Head-2-Head Feature XV: Small(er) Regional Jetliners
By Ron Blehm
I have, as you may known, been simming for quite awhile. I got back into simming after a long absence so that I could fly the 727 but since 2003 and the inception of "The Flight of the Month Club" I have found myself flying everything under the sun. As we have noted in this Head-2-Head series, some of what I have flown I have really enjoyed, others not so much but over the past two years I have really focused on and loved flying the EMB-190s. I think, after fifteen years, I can say that this has become MY AIRCRAFT of choice for almost any sim occasion.
So there I was on a warm June afternoon, happily flying my E190 around New Zealand, when I heard/saw a Frontier A318 fly overhead followed by a Southwest 737; both on downwind for KPDX. I got to wondering how the 4-abreast Embraer compared into smaller airports to the typical 6-abreast airliners and this new Head-2-Head Challenge was born.
The first stop was the internet (does anyone remember when we didn't have that?). Embraer says that they are a "niche producer" providing modern jetliner capacity in a lighter, more fuel-efficient, fly-by-wire aircraft. "Our aircraft can operate at airports where even the smaller Boeing and Airbus planes are just too heavy."

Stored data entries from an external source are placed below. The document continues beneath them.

Issue #4065, opened 2023-11-21
pre-commit: "Expected one of commit, commit-msg, manual, ..." since 23.11.0


martin-thoma:
**Describe the bug**

When the pre-commit hook is installed and I commit, I get:

```
An error has occurred: InvalidManifestError: 
==> File /home/martin/.cache/pre-commit/repolc31_gpb/.pre-commit-hooks.yaml
==> At Hook(id='black')
==> At key: stages
==> At index 0
=====> Expected one of commit, commit-msg, manual, merge-commit, post-checkout, post-commit, post-merge, post-rewrite, prepare-commit-msg, push but got: 'pre-commit'
```

**To Reproduce**

```
$ python --version
3.11.1

$ python -m venv venv
$ source venv/bin/activate

$ vim .pre-commit-config.yaml
# Add this:
-   repo: https://github.com/psf/black
    rev: 23.11.0
    hooks:
    -   id: black  

$ echo "a = 'b'" > c.py

$ git init
$ git add .pre-commit-config.yaml c.py
$ pip install pre-commit
$ pre-commit install

$ pre-commit --version
pre-commit 3.5.0

$ git commit -m "Example"
```

The resulting error is:

```
An error has occurred: InvalidManifestError: 
==> File /home/martin/.cache/pre-commit/repolc31_gpb/.pre-commit-hooks.yaml
==> At Hook(id='black')
==> At key: stages
==> At index 0
=====> Expected one of commit, commit-msg, manual, merge-commit, post-checkout, post-commit, post-merge, post-rewrite, prepare-commit-msg, push but got: 'pre-commit'
```

**Expected behavior**

A pre-commit fixes `c.py`

**Environment**

- Black's version: 23.11.0
- OS and Python version: Linux / Python 3.11.1

**Additional context**

https://github.com/psf/black/pull/3940

MT-Cash:
The [`minimum_pre_commit_version`](https://pre-commit.com/#top_level-minimum_pre_commit_version) should get updated to 3.2.0 at least.

davidculley:
Does executing [`pre-commit clean`](https://pre-commit.com/#pre-commit-clean) fix the issue?

davidculley:
[...]

PR #4067, opened 2023-11-21
fix(pre-commit): raise minimum_pre_commit_version (#4065)

davidculley:
### Description

The changes made in Pull Request #3940 require version 3.2.0 of `pre-commit` (or newer). See https://github.com/psf/black/pull/3940#issuecomment-1820908057

We should also raise `minimum_pre_commit_version` if we want to go from the proposal made in #4041

```yaml
stages: [commit, merge-commit, push, manual]
```

to

```yaml
stages: [pre-commit, pre-merge-commit, pre-push, manual]
```

### Checklist - did you ...

### DIFF
--- a/.pre-commit-hooks.yaml
+++ b/.pre-commit-hooks.yaml
@@ -6,7 +6,7 @@
   entry: black
   stages: [pre-commit, pre-merge-commit, pre-push, manual]
   language: python
-  minimum_pre_commit_version: 2.9.2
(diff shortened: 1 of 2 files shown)


MT-Cash:
This would fix https://github.com/psf/black/issues/4065

AlexWaygood:
#4041 is the better solution, no?

PR #4076, opened 2023-11-28
docs: Unify option descriptions between `--help` and `the_basics.md`

RedGuy12:
### Description

The descriptions for some options were inconsistent between the `--help` command and the `the_basics` documentation page. This PR unifies the two, as well as making the order consistant. Finally, the `-x` option was previously not mentioned at all in the documentation, so I added it.

### Checklist - did you ...

- [x] Add / update tests if necessary? (N/A)

### DIFF
--- a/CHANGES.md
+++ b/CHANGES.md
@@ -23,6 +23,7 @@
 
 - `--line-ranges` now skips _Black_'s internal stability check in `--safe` mode. This
   avoids a crash on rare inputs that have many unformatted same-content lines. (#4034)
+- Clarify some changelog entries (#4075)
 
 ### Packaging
 
--- a/CHANGES.md
+++ b/CHANGES.md
@@ -23,7 +23,6 @@
 
 - `--line-ranges` now skips _Black_'s internal stability check in `--safe` mode. This
   avoids a crash on rare inputs that have many unformatted same-content lines. (#4034)
-- Clarify some changelog entries (#4076)
 
 ### Packaging
 
--- a/CHANGES.md
+++ b/CHANGES.md
@@ -23,7 +23,7 @@
 
 - `--line-ranges` now skips _Black_'s internal stability check in `--safe` mode. This
   avoids a crash on rare inputs that have many unformatted same-content lines. (#4034)
-- Clarify some changelog entries (#4075)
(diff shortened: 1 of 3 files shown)


src/black/__init__.py
```diff
@@ -270,7 +271,7 @@ def validate_regex(
     "-x",
     "--skip-source-first-line",
     is_flag=True,
-    help="Skip the first line of the source code.",
+    help="Skip formatting the first line of the source code.",
```
JelleZijlstra, line 274: I think the previous wording is better. We don't just skip formatting the first line; we skip even parsing it.

CHANGES.md
```diff
@@ -23,6 +23,7 @@
 
 - `--line-ranges` now skips _Black_'s internal stability check in `--safe` mode. This
   avoids a crash on rare inputs that have many unformatted same-content lines. (#4034)
+- Clarify some changelog entries (#4075)
```
JelleZijlstra, line 26:
```suggestion
- Clarify some changelog entries (#4076)
```
Should be the PR number, not issue number

src/black/__init__.py
```diff
@@ -404,26 +416,30 @@ def validate_regex(
...
 )
 @click.option(
     "-q",
     "--quiet",
     is_flag=True,
     help=(
-        "Don't emit non-error messages to stderr. Errors are still emitted; silence"
-        " those with 2>/dev/null."
+        "Stop emitting all non-critical output. Error messages will still be emitted"
+        " (which can Error messages will still be emitted (which can silenced by"
```
JelleZijlstra, line 431: This looks garbled

src/black/__init__.py
```diff
@@ -404,26 +416,30 @@ def validate_regex(
...
 )
 @click.option(
     "-v",
     "--verbose",
     is_flag=True,
     help=(
-        "Also emit messages to stderr about files that were not changed or were ignored"
-        " due to exclusion patterns."
+        "Emit messages about files that were not changed or were ignored due to"
+        " exclusion patterns. If Black is using a configuration file, a blue message"
```
JelleZijlstra, line 441: I feel like we shouldn't specify color in our text.

JelleZijlstra (approved):

Issue #4068, opened 2023-11-21
`--line-ranges` dedents a `# fmt: off` in the middle of a decorator


yilei:
**Describe the bug**

Given the following code:

```python
@decor(
    a = 1,
    # fmt: off
    b = (2, 3),
    # fmt: on
)
def func():
    pass
```

Run black with

```sh
$ black --line-ranges=8-8 file.py
```

Line 8 is `pass`, and the file will be formatted to:

```python
@decor(
    a = 1,
# fmt: off
    b = (2, 3),
    # fmt: on
)
def func():
    pass
```

**Expected behavior**

No formatting changes.

**Environment**

- Black's version: [main]

**Additional context**

I'll take a look at this, I think we need to save additional info when code is converted to `STANDALONE_COMMENT` for `# fmt: off/skip` markers before we convert lines outside of `--line-ranges=` to `STANDALONE_COMMENT`.

PR #4084, opened 2023-12-03
[4068] Fix:  --line-ranges dedents a # fmt: off in the middle of a decorator

riyaz489:
### Description

When transforming `fmt:off` into **standalone** **comments**, a new node is generated for `fmt:off`, and in this procedure, the initial indentation of `fmt:off` is not retained. Black code consistently converts `fmt:off/on` into standalone comments before proceeding with additional formatting. Consequently, the formatting of `fmt:off` is disrupted, even when it is not within the specified line range.

I **addressed** this issue by retaining the indentation of `fmt:off` and incorporating it into the prefix of the new node

**Additionally**, I observed that black consistently formats comments, regardless of whether `fmt:off` is present or if the comments fall outside the specified line range. 
I refrained from raising an issue for this because I was uncertain whether it was intended behaviour or not.

Fixes:  [#4068](https://github.com/psf/black/issues/4068)

### Checklist 

- [ x] Add an entry in `CHANGES.md` if necessary?
- [ x] Add / update tests if necessary?

### DIFF
--- a/CHANGES.md
+++ b/CHANGES.md
@@ -8,7 +8,8 @@
 
 ### Stable style
 
-<!-- Changes that affect Black's stable style -->
+- Fix bug where `# fmt: off` automatically dedents even when it is not within the
+  specified line range. (#4084)
 
 ### Preview style
 
--- a/CHANGES.md
+++ b/CHANGES.md
@@ -8,8 +8,8 @@
 
 ### Stable style
 
-- Fix bug where `# fmt: off` automatically dedents even when it is not within the
-  specified line range. (#4084)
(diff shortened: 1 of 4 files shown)


JelleZijlstra:
Thanks! cc @yilei

yilei:
Thank you for the PR, the change looks good to me.

(My original thought would be to add extra info in the [`Leaf`](https://github.com/psf/black/blob/a0e270d0f246387202e676b25abbf7a02ddcbc71/src/blib2to3/pytree.py#L395) attributes since we already had to do it for a previous change, but this PR also works.)

JelleZijlstra (approved):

So I was off to do some research, by the numbers:
So indeed the E-190 is the lightest of all its competitors but it also hauls the fewest passengers (more weight than the A318 however). Its wingspan is the smallest but it is the longest on the list. (My wife calls it, and the Q400, a "pencil plane"). If we were to look strictly at weight and span certainly the Embraer company argument would seem valid.
I figured we should look a bit deeper into the statistics of these aircraft.
|Lbs x range/100k||1050||1023.5||1408-3872||1544|
The newer E-190 has less range than the Airbus but still wins the efficiency score - maybe that's why Airbus has sold less than 100 of the version? Nothing compares to Boeing however! (The 737-700 sports a range comparable to the 757 but there is a nine-fuel-tank version that flies over 5,500 miles! Is there anyone out there who really wants to spend 11 hours in the back of a Boeing Cattlecar?)
Well, what better way to compare aircraft than a Flightsim Head-to-Head Challenge?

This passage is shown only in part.